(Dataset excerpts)
....

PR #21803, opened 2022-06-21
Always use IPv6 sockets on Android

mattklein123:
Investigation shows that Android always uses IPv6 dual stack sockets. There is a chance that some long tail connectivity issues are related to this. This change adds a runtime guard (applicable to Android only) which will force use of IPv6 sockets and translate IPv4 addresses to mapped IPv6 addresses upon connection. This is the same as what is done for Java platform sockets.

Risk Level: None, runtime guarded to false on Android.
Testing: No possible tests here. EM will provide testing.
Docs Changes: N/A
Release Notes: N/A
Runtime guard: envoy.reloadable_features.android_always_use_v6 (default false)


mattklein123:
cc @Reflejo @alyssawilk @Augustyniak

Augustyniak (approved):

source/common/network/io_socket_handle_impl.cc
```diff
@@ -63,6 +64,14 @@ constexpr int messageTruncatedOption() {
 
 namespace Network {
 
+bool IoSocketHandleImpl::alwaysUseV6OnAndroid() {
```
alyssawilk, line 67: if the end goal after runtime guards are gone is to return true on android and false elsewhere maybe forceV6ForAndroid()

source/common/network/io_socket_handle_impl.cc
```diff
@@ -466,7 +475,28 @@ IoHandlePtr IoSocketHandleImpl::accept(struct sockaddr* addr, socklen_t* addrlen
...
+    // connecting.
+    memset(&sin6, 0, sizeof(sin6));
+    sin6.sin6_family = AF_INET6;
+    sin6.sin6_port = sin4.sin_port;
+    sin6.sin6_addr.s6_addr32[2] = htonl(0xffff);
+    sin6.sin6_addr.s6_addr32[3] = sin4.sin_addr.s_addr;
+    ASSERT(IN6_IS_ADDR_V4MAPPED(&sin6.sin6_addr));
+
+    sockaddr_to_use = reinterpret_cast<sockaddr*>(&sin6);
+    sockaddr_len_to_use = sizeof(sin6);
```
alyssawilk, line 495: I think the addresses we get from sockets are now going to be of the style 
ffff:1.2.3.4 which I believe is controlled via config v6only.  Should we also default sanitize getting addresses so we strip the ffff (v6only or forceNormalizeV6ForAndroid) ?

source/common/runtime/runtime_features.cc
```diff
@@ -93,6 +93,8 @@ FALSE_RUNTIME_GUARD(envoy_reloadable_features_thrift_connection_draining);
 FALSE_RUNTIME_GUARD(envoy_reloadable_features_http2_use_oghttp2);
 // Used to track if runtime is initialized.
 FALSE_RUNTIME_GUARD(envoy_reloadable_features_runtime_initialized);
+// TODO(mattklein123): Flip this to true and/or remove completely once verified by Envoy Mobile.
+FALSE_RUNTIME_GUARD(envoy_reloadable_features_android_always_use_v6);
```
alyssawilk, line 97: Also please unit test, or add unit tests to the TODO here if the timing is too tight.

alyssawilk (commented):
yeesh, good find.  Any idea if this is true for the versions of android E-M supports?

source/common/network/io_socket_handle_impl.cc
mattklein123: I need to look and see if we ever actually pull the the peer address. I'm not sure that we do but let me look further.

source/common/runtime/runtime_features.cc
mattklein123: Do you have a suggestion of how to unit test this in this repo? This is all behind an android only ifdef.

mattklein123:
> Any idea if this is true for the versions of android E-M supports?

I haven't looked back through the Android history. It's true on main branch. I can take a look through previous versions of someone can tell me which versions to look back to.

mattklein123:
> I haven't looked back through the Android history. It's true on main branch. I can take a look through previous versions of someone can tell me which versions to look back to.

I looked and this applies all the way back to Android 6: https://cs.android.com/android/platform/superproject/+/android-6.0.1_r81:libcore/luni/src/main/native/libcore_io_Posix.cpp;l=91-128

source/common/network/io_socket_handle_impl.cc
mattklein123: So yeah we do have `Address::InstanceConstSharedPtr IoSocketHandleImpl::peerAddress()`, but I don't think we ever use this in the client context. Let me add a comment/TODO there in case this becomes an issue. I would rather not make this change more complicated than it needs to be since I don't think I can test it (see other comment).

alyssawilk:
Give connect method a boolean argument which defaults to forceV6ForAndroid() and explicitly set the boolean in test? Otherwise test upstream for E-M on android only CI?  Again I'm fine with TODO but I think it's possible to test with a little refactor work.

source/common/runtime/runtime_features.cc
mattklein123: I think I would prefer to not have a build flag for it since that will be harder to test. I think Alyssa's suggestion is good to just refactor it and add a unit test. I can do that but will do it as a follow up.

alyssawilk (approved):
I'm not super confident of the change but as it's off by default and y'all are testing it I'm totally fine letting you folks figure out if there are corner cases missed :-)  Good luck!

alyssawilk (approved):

....

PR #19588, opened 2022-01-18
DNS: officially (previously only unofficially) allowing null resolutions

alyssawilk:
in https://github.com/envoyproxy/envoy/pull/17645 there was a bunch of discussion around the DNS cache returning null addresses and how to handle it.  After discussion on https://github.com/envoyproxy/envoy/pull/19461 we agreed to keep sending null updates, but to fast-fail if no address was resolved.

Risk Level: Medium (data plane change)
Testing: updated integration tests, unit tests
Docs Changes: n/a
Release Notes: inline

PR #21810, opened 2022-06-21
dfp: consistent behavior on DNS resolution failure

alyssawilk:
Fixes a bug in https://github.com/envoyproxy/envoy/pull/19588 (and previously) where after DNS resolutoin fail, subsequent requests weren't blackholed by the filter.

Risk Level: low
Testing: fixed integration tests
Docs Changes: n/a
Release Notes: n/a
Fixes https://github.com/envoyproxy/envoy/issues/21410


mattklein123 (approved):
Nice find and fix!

....

What is expected: Give the number of lines in the entries above that include the string "previously". Write nothing but that number.

Solution for this exercise: 2